+++ RECORDS FOR THIS TASK
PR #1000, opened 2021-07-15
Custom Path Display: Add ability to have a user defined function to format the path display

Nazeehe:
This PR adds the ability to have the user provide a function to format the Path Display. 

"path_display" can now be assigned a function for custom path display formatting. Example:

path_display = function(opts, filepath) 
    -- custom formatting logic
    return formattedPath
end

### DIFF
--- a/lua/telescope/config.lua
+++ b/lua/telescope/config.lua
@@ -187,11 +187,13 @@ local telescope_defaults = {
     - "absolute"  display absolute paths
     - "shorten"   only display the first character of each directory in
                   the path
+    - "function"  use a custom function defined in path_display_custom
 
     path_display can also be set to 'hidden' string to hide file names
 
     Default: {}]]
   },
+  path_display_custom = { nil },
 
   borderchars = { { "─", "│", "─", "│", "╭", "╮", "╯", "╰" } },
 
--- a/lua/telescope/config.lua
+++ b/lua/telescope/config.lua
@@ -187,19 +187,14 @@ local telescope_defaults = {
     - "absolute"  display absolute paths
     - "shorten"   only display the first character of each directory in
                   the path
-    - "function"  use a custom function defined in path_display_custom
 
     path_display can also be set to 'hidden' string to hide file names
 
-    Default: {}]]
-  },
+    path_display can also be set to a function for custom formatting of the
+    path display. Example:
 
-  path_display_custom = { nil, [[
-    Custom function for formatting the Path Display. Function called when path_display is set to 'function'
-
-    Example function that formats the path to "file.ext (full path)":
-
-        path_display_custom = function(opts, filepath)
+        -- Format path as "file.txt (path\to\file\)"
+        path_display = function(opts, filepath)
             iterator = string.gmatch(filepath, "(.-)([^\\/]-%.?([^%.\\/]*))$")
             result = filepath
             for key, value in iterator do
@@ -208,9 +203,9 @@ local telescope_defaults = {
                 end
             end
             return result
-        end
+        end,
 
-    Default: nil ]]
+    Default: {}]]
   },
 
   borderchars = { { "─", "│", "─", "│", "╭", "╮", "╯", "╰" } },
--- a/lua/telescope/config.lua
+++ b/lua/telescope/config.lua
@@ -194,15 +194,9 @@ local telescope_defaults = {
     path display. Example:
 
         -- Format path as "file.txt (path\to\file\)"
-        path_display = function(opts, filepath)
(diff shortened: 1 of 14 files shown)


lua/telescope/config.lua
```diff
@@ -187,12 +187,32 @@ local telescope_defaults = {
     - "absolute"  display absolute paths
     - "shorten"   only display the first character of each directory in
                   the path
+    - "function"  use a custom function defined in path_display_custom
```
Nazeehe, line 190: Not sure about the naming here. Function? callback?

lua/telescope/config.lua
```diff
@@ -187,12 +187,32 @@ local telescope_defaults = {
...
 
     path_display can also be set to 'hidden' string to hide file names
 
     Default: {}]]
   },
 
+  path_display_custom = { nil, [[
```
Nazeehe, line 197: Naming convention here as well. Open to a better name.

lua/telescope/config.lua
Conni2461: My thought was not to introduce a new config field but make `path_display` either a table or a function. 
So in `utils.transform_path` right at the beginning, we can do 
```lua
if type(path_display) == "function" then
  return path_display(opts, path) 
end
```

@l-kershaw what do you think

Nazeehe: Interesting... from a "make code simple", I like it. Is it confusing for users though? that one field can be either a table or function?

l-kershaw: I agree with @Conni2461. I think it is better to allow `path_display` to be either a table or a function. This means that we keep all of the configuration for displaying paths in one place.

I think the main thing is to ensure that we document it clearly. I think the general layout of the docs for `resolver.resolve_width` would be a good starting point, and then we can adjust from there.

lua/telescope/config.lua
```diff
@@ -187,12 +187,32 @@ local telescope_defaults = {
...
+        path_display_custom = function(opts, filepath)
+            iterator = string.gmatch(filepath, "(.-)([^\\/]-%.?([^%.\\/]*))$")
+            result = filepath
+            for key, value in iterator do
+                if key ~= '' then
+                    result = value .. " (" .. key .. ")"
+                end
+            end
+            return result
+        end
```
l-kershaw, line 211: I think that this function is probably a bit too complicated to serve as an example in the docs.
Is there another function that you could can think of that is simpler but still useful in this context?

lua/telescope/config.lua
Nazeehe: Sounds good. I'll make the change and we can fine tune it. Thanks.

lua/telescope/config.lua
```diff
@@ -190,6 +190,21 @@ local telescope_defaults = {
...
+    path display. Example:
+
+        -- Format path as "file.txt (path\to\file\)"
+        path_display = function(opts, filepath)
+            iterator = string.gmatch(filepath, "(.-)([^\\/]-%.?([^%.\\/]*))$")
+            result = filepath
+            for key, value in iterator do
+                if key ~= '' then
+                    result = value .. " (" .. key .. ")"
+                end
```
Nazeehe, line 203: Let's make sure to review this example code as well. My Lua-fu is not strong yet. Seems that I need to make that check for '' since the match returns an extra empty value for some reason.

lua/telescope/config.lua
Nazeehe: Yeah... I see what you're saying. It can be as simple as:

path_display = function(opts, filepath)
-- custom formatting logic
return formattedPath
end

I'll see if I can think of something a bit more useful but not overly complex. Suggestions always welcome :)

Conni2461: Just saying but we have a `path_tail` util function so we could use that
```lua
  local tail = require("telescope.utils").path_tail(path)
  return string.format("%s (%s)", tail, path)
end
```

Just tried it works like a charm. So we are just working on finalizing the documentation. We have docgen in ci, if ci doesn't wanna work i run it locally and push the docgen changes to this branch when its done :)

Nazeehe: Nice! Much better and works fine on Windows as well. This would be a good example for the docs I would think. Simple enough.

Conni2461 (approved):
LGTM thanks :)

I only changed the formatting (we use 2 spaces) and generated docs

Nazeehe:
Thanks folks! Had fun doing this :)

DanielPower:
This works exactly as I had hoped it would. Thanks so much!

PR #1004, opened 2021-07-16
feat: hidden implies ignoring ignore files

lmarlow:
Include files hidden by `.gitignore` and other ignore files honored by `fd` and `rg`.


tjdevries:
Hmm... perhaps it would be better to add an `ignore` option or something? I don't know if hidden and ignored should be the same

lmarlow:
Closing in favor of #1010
++++++
#### [EXERCISE INSTRUCTIONS]
Every line of the listing above is to be written out again exactly.

#### [RESULT]
PR #1000, opened 2021-07-15
Custom Path Display: Add ability to have a user defined function to format the path display

Nazeehe:
This PR adds the ability to have the user provide a function to format the Path Display. 

"path_display" can now be assigned a function for custom path display formatting. Example:

path_display = function(opts, filepath) 
    -- custom formatting logic
    return formattedPath
end

### DIFF
--- a/lua/telescope/config.lua
+++ b/lua/telescope/config.lua
@@ -187,11 +187,13 @@ local telescope_defaults = {
     - "absolute"  display absolute paths
     - "shorten"   only display the first character of each directory in
                   the path
+    - "function"  use a custom function defined in path_display_custom
 
     path_display can also be set to 'hidden' string to hide file names
 
     Default: {}]]
   },
+  path_display_custom = { nil },
 
   borderchars = { { "─", "│", "─", "│", "╭", "╮", "╯", "╰" } },
 
--- a/lua/telescope/config.lua
+++ b/lua/telescope/config.lua
@@ -187,19 +187,14 @@ local telescope_defaults = {
     - "absolute"  display absolute paths
     - "shorten"   only display the first character of each directory in
                   the path
-    - "function"  use a custom function defined in path_display_custom
 
     path_display can also be set to 'hidden' string to hide file names
 
-    Default: {}]]
-  },
+    path_display can also be set to a function for custom formatting of the
+    path display. Example:
 
-  path_display_custom = { nil, [[
-    Custom function for formatting the Path Display. Function called when path_display is set to 'function'
-
-    Example function that formats the path to "file.ext (full path)":
-
-        path_display_custom = function(opts, filepath)
+        -- Format path as "file.txt (path\to\file\)"
+        path_display = function(opts, filepath)
             iterator = string.gmatch(filepath, "(.-)([^\\/]-%.?([^%.\\/]*))$")
             result = filepath
             for key, value in iterator do
@@ -208,9 +203,9 @@ local telescope_defaults = {
                 end
             end
             return result
-        end
+        end,
 
-    Default: nil ]]
+    Default: {}]]
   },
 
   borderchars = { { "─", "│", "─", "│", "╭", "╮", "╯", "╰" } },
--- a/lua/telescope/config.lua
+++ b/lua/telescope/config.lua
@@ -194,15 +194,9 @@ local telescope_defaults = {
     path display. Example:
 
         -- Format path as "file.txt (path\to\file\)"
-        path_display = function(opts, filepath)
(diff shortened: 1 of 14 files shown)


lua/telescope/config.lua
```diff
@@ -187,12 +187,32 @@ local telescope_defaults = {
     - "absolute"  display absolute paths
     - "shorten"   only display the first character of each directory in
                   the path
+    - "function"  use a custom function defined in path_display_custom
```
Nazeehe, line 190: Not sure about the naming here. Function? callback?

lua/telescope/config.lua
```diff
@@ -187,12 +187,32 @@ local telescope_defaults = {
...
 
     path_display can also be set to 'hidden' string to hide file names
 
     Default: {}]]
   },
 
+  path_display_custom = { nil, [[
```
Nazeehe, line 197: Naming convention here as well. Open to a better name.

lua/telescope/config.lua
Conni2461: My thought was not to introduce a new config field but make `path_display` either a table or a function. 
So in `utils.transform_path` right at the beginning, we can do 
```lua
if type(path_display) == "function" then
  return path_display(opts, path) 
end
```

@l-kershaw what do you think

Nazeehe: Interesting... from a "make code simple", I like it. Is it confusing for users though? that one field can be either a table or function?

l-kershaw: I agree with @Conni2461. I think it is better to allow `path_display` to be either a table or a function. This means that we keep all of the configuration for displaying paths in one place.

I think the main thing is to ensure that we document it clearly. I think the general layout of the docs for `resolver.resolve_width` would be a good starting point, and then we can adjust from there.

lua/telescope/config.lua
```diff
@@ -187,12 +187,32 @@ local telescope_defaults = {
...
+        path_display_custom = function(opts, filepath)
+            iterator = string.gmatch(filepath, "(.-)([^\\/]-%.?([^%.\\/]*))$")
+            result = filepath
+            for key, value in iterator do
+                if key ~= '' then
+                    result = value .. " (" .. key .. ")"
+                end
+            end
+            return result
+        end
```
l-kershaw, line 211: I think that this function is probably a bit too complicated to serve as an example in the docs.
Is there another function that you could can think of that is simpler but still useful in this context?

lua/telescope/config.lua
Nazeehe: Sounds good. I'll make the change and we can fine tune it. Thanks.

lua/telescope/config.lua
```diff
@@ -190,6 +190,21 @@ local telescope_defaults = {
...
+    path display. Example:
+
+        -- Format path as "file.txt (path\to\file\)"
+        path_display = function(opts, filepath)
+            iterator = string.gmatch(filepath, "(.-)([^\\/]-%.?([^%.\\/]*))$")
+            result = filepath
+            for key, value in iterator do
+                if key ~= '' then
+                    result = value .. " (" .. key .. ")"
+                end
```
Nazeehe, line 203: Let's make sure to review this example code as well. My Lua-fu is not strong yet. Seems that I need to make that check for '' since the match returns an extra empty value for some reason.

lua/telescope/config.lua
Nazeehe: Yeah... I see what you're saying. It can be as simple as:

path_display = function(opts, filepath)
-- custom formatting logic
return formattedPath
end

I'll see if I can think of something a bit more useful but not overly complex. Suggestions always welcome :)

Conni2461: Just saying but we have a `path_tail` util function so we could use that
```lua
  local tail = require("telescope.utils").path_tail(path)
  return string.format("%s (%s)", tail, path)
end
```

Just tried it works like a charm. So we are just working on finalizing the documentation. We have docgen in ci, if ci doesn't wanna work i run it locally and push the docgen changes to this branch when its done :)

Nazeehe: Nice! Much better and works fine on Windows as well. This would be a good example for the docs I would think. Simple enough.

Conni2461 (approved):
LGTM thanks :)

I only changed the formatting (we use 2 spaces) and generated docs

Nazeehe:
Thanks folks! Had fun doing this :)

DanielPower:
This works exactly as I had hoped it would. Thanks so much!

PR #1004, opened 2021-07-16
feat: hidden implies ignoring ignore files

lmarlow:
Include files hidden by `.gitignore` and other ignore files honored by `fd` and `rg`.


tjdevries:
Hmm... perhaps it would be better to add an `ignore` option or something? I don't know if hidden and ignored should be the same

lmarlow:
Closing in favor of #1010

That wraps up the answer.